Please correct if any of this is not accurate, but I feel like it could help to distill the actual facts. Fwiw, this isn't AI generated, just my own rambling facts :D
My summary of what is happening:
DeepSeek cost (supposedly?) a fraction of the cost of other large models to train it
DeepSeek's hosted app in China is basically free with unlimited consumer use
DeepSeek's API costs are also a fraction of other models
Problem:
If you use the hosted interface, there is zero data privacy protection
If you use the API, there is zero data privacy protection (vs other US providers models that will sign BAAs)
Local running costs:
- If you want to run the full DeepSeek model (NOT distilled) locally, it would cost a couple hundred K in hardware, which realistically can still only serve maybe a dozen concurrent users.
Question:
1) Whats the big deal you can run DeepSeek distilled locally? It's only a few billion parameters for non-high-end hardware. You can already do this with plenty of decent other offline models.
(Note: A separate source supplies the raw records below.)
PR #2644, opened 2024-08-12
fix(workspaces): add pagination to workspace team members

cdriesler:
## Description & motivation

- We want to paginate queries to `workspace.team`

## Changes:

- Introduces pagination with the user name as the cursor and order
- Return `WorkspaceCollaboratorCollection` instead of a flat array from query
- Tests


packages/server/assets/workspacesCore/typedefs/workspaces.graphql
```diff
@@ -145,7 +145,11 @@ type Workspace {
   Active user's role for this workspace. `null` if request is not authenticated, or the workspace is not explicitly shared with you.
   """
   role: String
-  team(filter: WorkspaceTeamFilter): [WorkspaceCollaborator!]!
+  team(
```
fabis94, line 148: This will likely break Mike's members frontend, coordinate with him on how to release this. Maybe his adjustments to the FE should be done in this same branch to avoid deploying a BE change that breaks the FE.

packages/server/modules/workspaces/repositories/workspaces.ts
```diff
@@ -168,7 +168,7 @@ export const upsertWorkspaceRoleFactory =
 
 export const getWorkspaceCollaboratorsFactory =
   ({ db }: { db: Knex }): GetWorkspaceCollaborators =>
-  async ({ workspaceId, filter = {} }) => {
+  async ({ workspaceId, filter = {}, cursor, limit }) => {
```
fabis94, line 171: 1) There should be a default limit, otherwise the query is just gonna return everything in one long list
2) The limit, whatever it ends up being, should be clamped (lodash's `clamp()`) between an allowed minimum and maximum, lets say 0 and 100

packages/server/modules/workspaces/repositories/workspaces.ts
```diff
@@ -192,13 +193,27 @@ export const getWorkspaceCollaboratorsFactory =
       query.andWhere(DbWorkspaceAcl.col.role, role)
     }
 
+    if (cursor) {
+      query.andWhere(Users.col.name, '>', cursor)
```
fabis94, line 197: I don't think Users.name is a good cursor, there could be multiple people with the same name and that will likely break pagination. Also, I don't think you should order by Users.name, it makes more sense to show new collaborators first. Can we add a createdAt/updatedAt to workspaces_acl and order by/cursor by that?

If not, at least order by/cursor by User.createdAt (makes less sense tho).

fabis94: Also cursors should be opaque: https://graphql.org/learn/pagination/

> Especially if the cursors are opaque, either offset or ID-based pagination can be implemented using cursor-based pagination (by making the cursor the offset or the ID), and using cursors gives additional flexibility if the pagination model changes in the future. As a reminder that the cursors are opaque and that their format should not be relied upon, we suggest base64 encoding them.

Use encode/decode cursor utilities from `import { decodeCursor, encodeCursor } from '@/modules/shared/helpers/graphqlHelper'`

packages/server/modules/workspaces/tests/integration/workspaces.graph.spec.ts
```diff
@@ -116,37 +117,174 @@ describe('Workspaces GQL CRUD', () => {
...
+          workspaceId: largeWorkspace.id,
+          limit: 25
         })
 
         expect(res).to.not.haveGraphQLErrors()
-        expect(res.data?.workspace.team.length).to.equal(2)
+        expect(res.data?.workspace.team.items.length).to.equal(6)
+      })
+
+      it('should return workspace members in the correct order', async () => {
```
fabis94, line 202: Add a test case for when you have multiple users with the same name

fabis94 (changes requested):

cdriesler:
Back to you @fabis94 , Mike is going to do the FE changes here before we merge. Welcome to wait for those or review backend changes now

packages/server/modules/workspaces/repositories/workspaces.ts
```diff
@@ -161,24 +166,36 @@ export const upsertWorkspaceRoleFactory =
...
   }
 
 export const getWorkspaceCollaboratorsFactory =
   ({ db }: { db: Knex }): GetWorkspaceCollaborators =>
-  async ({ workspaceId, filter = {} }) => {
+  async ({ workspaceId, filter = {}, cursor, limit = 25 }) => {
     const query = DbWorkspaceAcl.knex(db)
       .select<Array<UserWithRole & { workspaceRole: WorkspaceRoles }>>([
         ...Users.cols,
         knex.raw(`${DbWorkspaceAcl.col.role} as "workspaceRole"`),
```
fabis94, line 180: 1. Why do 'withoutTablePrefix' if you do actually add the table prefix, just manually?
2. You can use DbWorkspaceAcl.colAs() to alias columns
```
DbWorkspaceAcl.colAs('role', 'workspaceRole'),
DbWorkspaceAcl.colAs('createdAt', 'workspaceCreatedAt'),
DbWorkspaceAcl.colAs('updatedAt', 'workspaceUpdatedAt')
```

But that's all moot, cause you don't need to avoid aliases and you don't need to alias columns either - because the table aliases are already there. So if you do orderby() or groupby() DbWorkspaceAcl.col.createdAt, its already distinct from any other kind of createdAt because of the col prefix

packages/server/modules/workspaces/tests/integration/repositories.spec.ts
```diff
@@ -140,7 +140,13 @@ describe('Workspace repositories', () => {
       const { id: userId } = await createAndStoreTestUser()
       const { id: workspaceId } = await createAndStoreTestWorkspace()
 
-      await upsertWorkspaceRole({ userId, workspaceId, role: 'workspace:member' })
+      await upsertWorkspaceRole({
+        userId,
+        workspaceId,
+        role: 'workspace:member',
+        createdAt: new Date(),
```
fabis94, line 147: seems like there's a lot of duplication here, each of those upsertWorkspaceRole calls has only 1-2 different lines. that said - up to you to evaluate if they are fundamentally duplicate or only temporarily duplicate and probably gonna change a lot from each other in the future

packages/server/modules/workspaces/tests/integration/workspaces.graph.spec.ts
```diff
@@ -116,37 +117,176 @@ describe('Workspaces GQL CRUD', () => {
...
+            },
+            'workspace:guest'
+          ]
+        ]
+
+        for (const [user, role] of workspaceMembers) {
+          await createTestUser(user)
+          await assignToWorkspace(largeWorkspace, user, role)
+          // Overly-careful guarantee that `createdAt` values are different
+          await wait(50)
```
fabis94, line 190: 50 seems too much, even wait(1) should be fine, I would think

packages/server/modules/workspaces/tests/unit/events/eventListener.spec.ts
```diff
@@ -15,17 +15,23 @@ describe('Event handlers', () => {
         {
           workspaceId,
           userId: cryptoRandomString({ length: 10 }),
-          role: Roles.Workspace.Admin
+          role: Roles.Workspace.Admin,
```
fabis94, line 18: So many different places needing this duplicate block of createdAt/updatedAt being added makes me feel like the type should've just been changed instead to make createdAt/updatedAt optional and then possibly renamed to WorkspaceAclInsert to represent the ACL model pre-insertion, and then possibly having another type with those fields made required whenever you're returning them from the DB.

I dunno, might be too big of a change so maybe not worth doing, but having to duplicate these dates everywhere does feel icky

fabis94 (changes requested):
nearly there, left some minor comments

packages/server/modules/workspaces/tests/integration/workspaces.graph.spec.ts
cdriesler: +1 done

packages/server/modules/workspaces/repositories/workspaces.ts
cdriesler: kind of silly, in retrospect. ty for breaking it down

fabis94: I guess it may not be obvious, but DBHelper.col.X does add table prefixes by default, so you don't need to manually ever do that. Its only really for update calls where you want to use .withoutTablePrefix., cause `SET X = Y` instructions can't have table prefixes in them

cdriesler:
Simplified query, deferring the WorkspaceAcl type change as discussed (but keeping in mind for future)

cdriesler:
On pause pending frontend changes to use new gql query shape

Mikehrn:
> On pause pending frontend changes to use new gql query shape

@cdriesler I started this Wednesday but wasn't able to finish it, will wrap it and up and push it today

packages/server/modules/workspacesCore/domain/types.ts
```diff
@@ -12,4 +12,10 @@ export type Workspace = {
 
 export type WorkspaceWithOptionalRole = Workspace & { role?: WorkspaceRoles }
 
-export type WorkspaceAcl = { userId: string; role: WorkspaceRoles; workspaceId: string }
+export type WorkspaceAcl = {
+  userId: string
+  role: WorkspaceRoles
+  workspaceId: string
+  createdAt: Date
+  updatedAt: Date
```
gjedlicska, line 20: as discussed, we only need createdAt, updatedAt has not usefull meaning for now.

gjedlicska (changes requested):

packages/server/modules/workspacesCore/domain/types.ts
cdriesler: created the `workspace_acl_updates` table as an exercise - now we can keep `workspace_acl` unchanged

cdriesler:
🚨 🚨 COOL SQL ALERT 🚨 🚨 

Created `workspace_acl_updates` table to log all changes to `workspace_acl` and give us some history.

Please give special attention to what I did in `getWorkspaceCollaboratorsFactory` to:

- join `workspace_acl_updates` (many) with `workspace_acl` (one)
- order things by the earliest `updatedAt` in `workspace_acl_updates` for user

cdriesler:
DO NOT MERGE THIS

cdriesler:
JK FALSE ALARM

gjedlicska (approved):

PR #2647, opened 2024-08-13
`getTotalObjectCount` implementation for object-loader

AlexandruPopovici:
## Description & motivation
`object-loader` now has a `getTotalObjectCount` function that can be used autonomously, separate of any loading process. There is an un-ideal aspect of it, where we parse the root object string data in order to get the closure length, but the as an alternative we can either do string gymnastics which might be as inefficient as parsing in the end. Or, make sure we only parse the root object once, regardless where that happens.

Additionally, the `SpeckleLoader` now uses `getTotalObjectCount` to provide correct progress values in `LoaderEvent.LoadProgress` event addressing the reported issue 

## Checklist:

### DIFF
--- a/packages/objectloader/src/index.js
+++ b/packages/objectloader/src/index.js
@@ -128,6 +128,18 @@ class ObjectLoader {
     Object.values(this.intervals).forEach((i) => clearInterval(i.interval))
   }
 
+  async getTotalObjectCount() {
+    /** This is fine, because it gets cached */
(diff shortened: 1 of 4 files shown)


didimitrie (approved):
lgtm - I've pinged @oguzhankoral as a reviewer for alignment with DUI3/sketchup. Just need to make sure we're not breaking sketchup progress reporting (though it doesn't look like it).

oguzhankoral (approved):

2) If the hardware cost to run and serve the full model are essentially the same as running the latest comparable GPT model, how are DeepSeek's api costs so low? The only answer I can come up with is they just have a huge amount of government provided hardware and this is a loss leader nation sponsored play. No big mystery or innovation.
Meaning they are doing nothing special when it comes to inference compute and literally the only (but still significant) point of interest that is panicking major llm companies is how did they train the model so cheaply?
3) Couldn't they just have lied about the cost to train it? Is there evidence from the model source that would confirm?
4) Why is this affecting Nvidia? It sounds like we still need the exact same hardware to run this model.
Just want to make sure I'm understanding correctly.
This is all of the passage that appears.